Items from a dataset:
____

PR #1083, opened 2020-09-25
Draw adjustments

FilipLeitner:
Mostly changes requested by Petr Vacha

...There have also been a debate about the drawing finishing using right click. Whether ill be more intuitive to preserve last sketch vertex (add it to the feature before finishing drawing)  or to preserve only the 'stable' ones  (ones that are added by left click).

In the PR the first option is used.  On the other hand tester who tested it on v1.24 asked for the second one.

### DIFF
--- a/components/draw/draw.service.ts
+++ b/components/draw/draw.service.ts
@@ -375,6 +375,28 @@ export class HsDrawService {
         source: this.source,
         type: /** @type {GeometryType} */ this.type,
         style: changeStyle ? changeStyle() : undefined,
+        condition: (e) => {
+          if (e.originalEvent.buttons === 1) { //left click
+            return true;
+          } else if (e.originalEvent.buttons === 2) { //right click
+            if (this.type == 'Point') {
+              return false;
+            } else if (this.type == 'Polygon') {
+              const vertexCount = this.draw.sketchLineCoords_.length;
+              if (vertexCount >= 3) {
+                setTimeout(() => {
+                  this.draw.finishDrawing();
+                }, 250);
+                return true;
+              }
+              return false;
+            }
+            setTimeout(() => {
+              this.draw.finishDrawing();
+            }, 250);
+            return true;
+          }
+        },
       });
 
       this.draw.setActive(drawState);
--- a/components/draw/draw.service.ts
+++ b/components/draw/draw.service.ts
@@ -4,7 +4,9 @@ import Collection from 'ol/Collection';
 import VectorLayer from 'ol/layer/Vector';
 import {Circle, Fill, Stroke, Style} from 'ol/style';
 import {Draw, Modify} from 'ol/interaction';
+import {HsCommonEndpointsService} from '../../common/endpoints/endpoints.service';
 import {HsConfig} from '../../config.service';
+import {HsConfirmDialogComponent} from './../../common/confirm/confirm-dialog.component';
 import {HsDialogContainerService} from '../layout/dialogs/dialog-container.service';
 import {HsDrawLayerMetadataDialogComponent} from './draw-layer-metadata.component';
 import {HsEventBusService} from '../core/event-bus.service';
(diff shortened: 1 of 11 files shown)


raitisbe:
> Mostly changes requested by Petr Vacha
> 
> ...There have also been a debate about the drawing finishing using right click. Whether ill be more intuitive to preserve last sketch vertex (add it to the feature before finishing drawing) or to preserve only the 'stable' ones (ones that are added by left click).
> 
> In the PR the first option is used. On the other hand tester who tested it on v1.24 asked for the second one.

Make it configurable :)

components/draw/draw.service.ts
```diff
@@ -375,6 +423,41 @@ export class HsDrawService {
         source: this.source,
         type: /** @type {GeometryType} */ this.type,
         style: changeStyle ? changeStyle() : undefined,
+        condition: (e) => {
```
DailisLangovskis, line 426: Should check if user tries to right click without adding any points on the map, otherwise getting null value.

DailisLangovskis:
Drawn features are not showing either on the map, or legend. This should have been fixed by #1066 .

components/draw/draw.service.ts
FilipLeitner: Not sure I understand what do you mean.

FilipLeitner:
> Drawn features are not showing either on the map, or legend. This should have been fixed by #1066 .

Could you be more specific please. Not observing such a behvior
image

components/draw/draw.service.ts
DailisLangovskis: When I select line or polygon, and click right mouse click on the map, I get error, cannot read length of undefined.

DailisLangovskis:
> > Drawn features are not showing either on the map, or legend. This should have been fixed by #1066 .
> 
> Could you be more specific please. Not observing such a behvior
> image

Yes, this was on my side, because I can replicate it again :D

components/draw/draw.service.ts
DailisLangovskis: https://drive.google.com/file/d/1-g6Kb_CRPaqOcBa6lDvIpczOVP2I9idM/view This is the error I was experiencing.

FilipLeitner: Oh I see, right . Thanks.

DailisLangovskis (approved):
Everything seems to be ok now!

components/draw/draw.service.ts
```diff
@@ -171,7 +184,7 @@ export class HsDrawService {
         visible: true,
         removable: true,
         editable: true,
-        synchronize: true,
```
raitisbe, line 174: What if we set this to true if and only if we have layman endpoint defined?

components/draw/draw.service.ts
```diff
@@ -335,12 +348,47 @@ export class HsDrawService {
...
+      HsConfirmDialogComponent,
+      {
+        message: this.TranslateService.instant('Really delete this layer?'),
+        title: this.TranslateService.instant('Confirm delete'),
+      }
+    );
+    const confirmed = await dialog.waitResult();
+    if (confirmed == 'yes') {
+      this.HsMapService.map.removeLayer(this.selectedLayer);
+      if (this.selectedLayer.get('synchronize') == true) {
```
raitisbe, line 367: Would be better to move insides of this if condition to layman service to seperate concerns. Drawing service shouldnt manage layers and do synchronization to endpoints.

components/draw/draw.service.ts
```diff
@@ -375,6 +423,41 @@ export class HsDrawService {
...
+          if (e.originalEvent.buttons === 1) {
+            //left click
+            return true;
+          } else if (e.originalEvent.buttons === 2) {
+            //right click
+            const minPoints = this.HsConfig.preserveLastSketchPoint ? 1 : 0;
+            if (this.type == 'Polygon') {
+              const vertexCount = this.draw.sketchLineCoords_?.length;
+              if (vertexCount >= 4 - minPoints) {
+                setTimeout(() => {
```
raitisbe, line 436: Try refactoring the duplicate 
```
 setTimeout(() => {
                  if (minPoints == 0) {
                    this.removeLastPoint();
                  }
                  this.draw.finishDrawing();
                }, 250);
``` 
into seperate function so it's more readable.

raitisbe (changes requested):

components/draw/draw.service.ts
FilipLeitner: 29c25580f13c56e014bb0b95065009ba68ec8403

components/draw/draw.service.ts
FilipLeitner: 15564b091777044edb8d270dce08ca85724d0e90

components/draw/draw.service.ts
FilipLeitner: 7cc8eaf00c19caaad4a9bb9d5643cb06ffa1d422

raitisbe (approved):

____

### THE TASK
Repeat each record exactly, leaving nothing out.

### OUTPUT OF THE TASK
PR #1083, opened 2020-09-25
Draw adjustments

FilipLeitner:
Mostly changes requested by Petr Vacha

...There have also been a debate about the drawing finishing using right click. Whether ill be more intuitive to preserve last sketch vertex (add it to the feature before finishing drawing)  or to preserve only the 'stable' ones  (ones that are added by left click).

In the PR the first option is used.  On the other hand tester who tested it on v1.24 asked for the second one.

### DIFF
--- a/components/draw/draw.service.ts
+++ b/components/draw/draw.service.ts
@@ -375,6 +375,28 @@ export class HsDrawService {
         source: this.source,
         type: /** @type {GeometryType} */ this.type,
         style: changeStyle ? changeStyle() : undefined,
+        condition: (e) => {
+          if (e.originalEvent.buttons === 1) { //left click
+            return true;
+          } else if (e.originalEvent.buttons === 2) { //right click
+            if (this.type == 'Point') {
+              return false;
+            } else if (this.type == 'Polygon') {
+              const vertexCount = this.draw.sketchLineCoords_.length;
+              if (vertexCount >= 3) {
+                setTimeout(() => {
+                  this.draw.finishDrawing();
+                }, 250);
+                return true;
+              }
+              return false;
+            }
+            setTimeout(() => {
+              this.draw.finishDrawing();
+            }, 250);
+            return true;
+          }
+        },
       });
 
       this.draw.setActive(drawState);
--- a/components/draw/draw.service.ts
+++ b/components/draw/draw.service.ts
@@ -4,7 +4,9 @@ import Collection from 'ol/Collection';
 import VectorLayer from 'ol/layer/Vector';
 import {Circle, Fill, Stroke, Style} from 'ol/style';
 import {Draw, Modify} from 'ol/interaction';
+import {HsCommonEndpointsService} from '../../common/endpoints/endpoints.service';
 import {HsConfig} from '../../config.service';
+import {HsConfirmDialogComponent} from './../../common/confirm/confirm-dialog.component';
 import {HsDialogContainerService} from '../layout/dialogs/dialog-container.service';
 import {HsDrawLayerMetadataDialogComponent} from './draw-layer-metadata.component';
 import {HsEventBusService} from '../core/event-bus.service';
(diff shortened: 1 of 11 files shown)


raitisbe:
> Mostly changes requested by Petr Vacha
> 
> ...There have also been a debate about the drawing finishing using right click. Whether ill be more intuitive to preserve last sketch vertex (add it to the feature before finishing drawing) or to preserve only the 'stable' ones (ones that are added by left click).
> 
> In the PR the first option is used. On the other hand tester who tested it on v1.24 asked for the second one.

Make it configurable :)

components/draw/draw.service.ts
```diff
@@ -375,6 +423,41 @@ export class HsDrawService {
         source: this.source,
         type: /** @type {GeometryType} */ this.type,
         style: changeStyle ? changeStyle() : undefined,
+        condition: (e) => {
```
DailisLangovskis, line 426: Should check if user tries to right click without adding any points on the map, otherwise getting null value.

DailisLangovskis:
Drawn features are not showing either on the map, or legend. This should have been fixed by #1066 .

components/draw/draw.service.ts
FilipLeitner: Not sure I understand what do you mean.

FilipLeitner:
> Drawn features are not showing either on the map, or legend. This should have been fixed by #1066 .

Could you be more specific please. Not observing such a behvior
image

components/draw/draw.service.ts
DailisLangovskis: When I select line or polygon, and click right mouse click on the map, I get error, cannot read length of undefined.

DailisLangovskis:
> > Drawn features are not showing either on the map, or legend. This should have been fixed by #1066 .
> 
> Could you be more specific please. Not observing such a behvior
> image

Yes, this was on my side, because I can replicate it again :D

components/draw/draw.service.ts
DailisLangovskis: https://drive.google.com/file/d/1-g6Kb_CRPaqOcBa6lDvIpczOVP2I9idM/view This is the error I was experiencing.

FilipLeitner: Oh I see, right . Thanks.

DailisLangovskis (approved):
Everything seems to be ok now!

components/draw/draw.service.ts
```diff
@@ -171,7 +184,7 @@ export class HsDrawService {
         visible: true,
         removable: true,
         editable: true,
-        synchronize: true,
```
raitisbe, line 174: What if we set this to true if and only if we have layman endpoint defined?

components/draw/draw.service.ts
```diff
@@ -335,12 +348,47 @@ export class HsDrawService {
...
+      HsConfirmDialogComponent,
+      {
+        message: this.TranslateService.instant('Really delete this layer?'),
+        title: this.TranslateService.instant('Confirm delete'),
+      }
+    );
+    const confirmed = await dialog.waitResult();
+    if (confirmed == 'yes') {
+      this.HsMapService.map.removeLayer(this.selectedLayer);
+      if (this.selectedLayer.get('synchronize') == true) {
```
raitisbe, line 367: Would be better to move insides of this if condition to layman service to seperate concerns. Drawing service shouldnt manage layers and do synchronization to endpoints.

components/draw/draw.service.ts
```diff
@@ -375,6 +423,41 @@ export class HsDrawService {
...
+          if (e.originalEvent.buttons === 1) {
+            //left click
+            return true;
+          } else if (e.originalEvent.buttons === 2) {
+            //right click
+            const minPoints = this.HsConfig.preserveLastSketchPoint ? 1 : 0;
+            if (this.type == 'Polygon') {
+              const vertexCount = this.draw.sketchLineCoords_?.length;
+              if (vertexCount >= 4 - minPoints) {
+                setTimeout(() => {
```
raitisbe, line 436: Try refactoring the duplicate 
```
 setTimeout(() => {
                  if (minPoints == 0) {
                    this.removeLastPoint();
                  }
                  this.draw.finishDrawing();
                }, 250);
``` 
into seperate function so it's more readable.

raitisbe (changes requested):

components/draw/draw.service.ts
FilipLeitner: 29c25580f13c56e014bb0b95065009ba68ec8403

components/draw/draw.service.ts
FilipLeitner: 15564b091777044edb8d270dce08ca85724d0e90

components/draw/draw.service.ts
FilipLeitner: 7cc8eaf00c19caaad4a9bb9d5643cb06ffa1d422

raitisbe (approved):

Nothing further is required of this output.